Attempting to use your connection string, from any of the 5 servers, results in the same behavior:

--------------
[root@shattrath mysql]# ndb_show_tables -c nodeid=8;host=shattrath:1186

2007-12-06 08:26:09 [MgmSrvr] WARNING  -- Cluster refused allocation of id 8. Connection from ip 127.0.0.1. Returned error string "Cluster refused allocation of id 8. Error: 1704 (Node type mismatch: Permanent error: Application error)."
--------------

Even worse. I changed my cluster config to remove all reserved mysqlds:

[mysqld]
[mysqld]
[mysqld]
[mysqld]

[ndbd]
Id              = 12
HostName        = exodar

[ndbd]
Id              = 13
HostName        = darnassus

[ndb_mgmd]
Id              = 14
HostName        = shattrath

And now, NOTHING will connect! I get that same error of node type mismatch when I try and connect either ndb_* app or mysqld process.

Ok. Follow this carefully.

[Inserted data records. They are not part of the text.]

PR #305, opened 2025-04-05
Change getRecommendedFriendsBySearch

ShaneMander:
Small PR for the existing search endpoint to include results retrieved from the new fuzzy search implementation.

### DIFF
--- a/src/main/java/com/danielagapov/spawn/Models/User.java
+++ b/src/main/java/com/danielagapov/spawn/Models/User.java
@@ -20,6 +20,13 @@ import java.util.UUID;
 @AllArgsConstructor
 @Getter
 @Setter
+@Table(
+        name = "user",
+        indexes = {
+                @Index(name = "idx_first_name", columnList = "first_name"),
+                @Index(name = "idx_last_name", columnList = "last_name")
+        }
+)
 public class User implements Serializable {
     @Id
     @GeneratedValue
@@ -32,6 +39,8 @@ public class User implements Serializable {
     private String firstName;
     private String lastName;
     private String bio;
+    
+    @Column(nullable = true, unique = true)
     private String email;
     private String password;
     private boolean verified;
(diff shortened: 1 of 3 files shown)


src/main/java/com/danielagapov/spawn/Models/User.java
```diff
@@ -20,6 +20,13 @@
 @AllArgsConstructor
 @Getter
 @Setter
+@Table(
+        name = "user",
+        indexes = {
+                @Index(name = "idx_first_name", columnList = "first_name"),
```
Daggerpov, line 26: These seem like smart indexes

src/main/java/com/danielagapov/spawn/Models/User.java
```diff
@@ -32,6 +39,8 @@ public class User implements Serializable {
     private String firstName;
     private String lastName;
     private String bio;
+    
+    @Column(nullable = true, unique = true)
```
Daggerpov, line 43: How come this needs to be nullable?

src/main/java/com/danielagapov/spawn/Services/UserSearch/UserSearchService.java
```diff
@@ -210,6 +219,12 @@ private Set<UUID> getExcludedUserIds(UUID userId) {
 
     @Override
     public List<BaseUserDTO> searchByQuery(String searchQuery) {
+        List<User> users = searchUsersByQuery(searchQuery);
```
Daggerpov, line 222: Hey, could we remove this method and `return UserMapper.toDTOList(users)` straight from `searchUsersByQuery()` for simplicity?

Daggerpov (approved):
Left an optional improvement. Good work!

src/main/java/com/danielagapov/spawn/Models/User.java
Daggerpov: Ah ok

PR #306, opened 2025-04-09
`LoggingUtils` for better user info logging (not just user id)

Daggerpov:
This is to address logs being hard to read, when they involve users, being that we've historically only logged the user id. 

- Also refactored `NotificationService`
- Also Refactored user deletion method to void instead of boolean return type

### DIFF
--- a/src/main/java/com/danielagapov/spawn/Services/Auth/AuthService.java
+++ b/src/main/java/com/danielagapov/spawn/Services/Auth/AuthService.java
@@ -42,7 +42,7 @@ public class AuthService implements IAuthService {
         checkIfUniqueCredentials(authUserDTO);
         try {
             UserDTO userDTO = createAndSaveUser(authUserDTO);
-            User user = userService.getUserEntityById(userDTO.getId());
+            User user = UserMapper.toEntity(userDTO);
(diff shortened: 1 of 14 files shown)


src/main/java/com/danielagapov/spawn/Services/Auth/AuthService.java
```diff
@@ -37,57 +38,72 @@ public class AuthService implements IAuthService {
 
     @Override
     public UserDTO registerUser(AuthUserDTO authUserDTO) throws FieldAlreadyExistsException {
+        logger.info("Attempting to register new user with username: " + authUserDTO.getUsername());
         checkIfUniqueCredentials(authUserDTO);
         try {
             UserDTO userDTO = createAndSaveUser(authUserDTO);
+            User user = userService.getUserEntityById(userDTO.getId());
```
ShaneMander, line 45: Can we use a mapper here instead?

ShaneMander (changes requested):
Nice, just left 1 small comment

evannawfal (approved):

src/main/java/com/danielagapov/spawn/Services/Auth/AuthService.java
Daggerpov: Addressed

PR #308, opened 2025-04-12
TTL Implemented

evannawfal:
Added Time to live (TTL) to remove stale cached data. The current time until data expires is 10 minutes, let me know if you have any thoughts on this. Also started to try and fix the cause of that friendtag caching bug.

### DIFF
--- a/src/main/java/com/danielagapov/spawn/Services/ChatMessage/ChatMessageService.java
+++ b/src/main/java/com/danielagapov/spawn/Services/ChatMessage/ChatMessageService.java
@@ -23,6 +23,8 @@ import com.danielagapov.spawn.Models.User;
 import com.danielagapov.spawn.Repositories.*;
 import com.danielagapov.spawn.Services.FriendTag.IFriendTagService;
 import com.danielagapov.spawn.Services.User.IUserService;
+import org.springframework.cache.annotation.CacheEvict;
+import org.springframework.cache.annotation.Caching;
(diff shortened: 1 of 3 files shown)


Daggerpov:
I feel like if we think of app usage, TTL should be much higher, like even a day or so. 

If I understand correctly, if the data changes, it'd get invalidated automatically, right, @evannawfal ? So, since this TTL is just for the maximum time until it gets expired, I don't think we need such a strict time. I could definitely be misguided, but that's just my opinion, and through talks with ChatGPT. 

image

Daggerpov:
I thought I already fixed the friend tag caching bug, no? @evannawfal

src/main/java/com/danielagapov/spawn/Services/ChatMessage/ChatMessageService.java
```diff
@@ -111,6 +113,12 @@ public ChatMessageDTO getChatMessageById(UUID id) {
     }
 
     @Override
+    @Caching(evict = {
+            @CacheEvict(value = "eventById", key = "#newChatMessageDTO.eventId"),
+            @CacheEvict(value = "fullEventById", allEntries = true),
```
Daggerpov, line 118: Spot on!
Seems like you referenced which of our event endpoints are in use; great work!

Daggerpov (approved):
Looks great! Left some thoughts, but the code is all good, and you could adjust the TTL later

After the settings in my most recent post failed, I went back to the cluster config and made it look like this:

[mysqld]
[mysqld]

[mysqld]
Id              = 10
HostName        = stormwind

[mysqld]
Id              = 11
HostName        = ironforge

[ndbd]
Id              = 12
HostName        = exodar

[ndbd]
Id              = 13
HostName        = darnassus

[ndb_mgmd]
Id              = 14
HostName        = shattrath

Then I went to mysqld server id 10 and attempted to start it. I specified NO node id in that servers my.cnf. manager crashed with the following error:

ndb_mgmd: MgmtSrvr.cpp:2245: bool MgmtSrvr::alloc_node_id(NodeId*, ndb_mgm_node_type, sockaddr*, socklen_t*, int&, BaseString&, int):
 Assertion `id_found == 0' failed.

Crazy things going on here.

Ok. So here is what I have found out and I amazingly apologize if this is a "duh". My original ndbcluster.ini only had 2 [mysqld] sections when I started the cluster. I then added a 3rd section. I only restarted the manager. I did not do a rolling-restart of the entire cluster. I continued to mangle/mess with all the config files (my.cnf, ndbcluster.ini) all along only restarting the manager. I got to a point, above, where absolutely nothing would connect to the cluster. So I restarted the whole thing.

Low and behold, everything connects now; including the ndb_* apps and my 3rd mysqld.

Not sure if I remember reading anything about having to restart the entire cluster if changes to manager happen but that seems to make sense.

If anything comes from this, its probably 'RTFM' on my part but hopefully a better error message can be put in the code.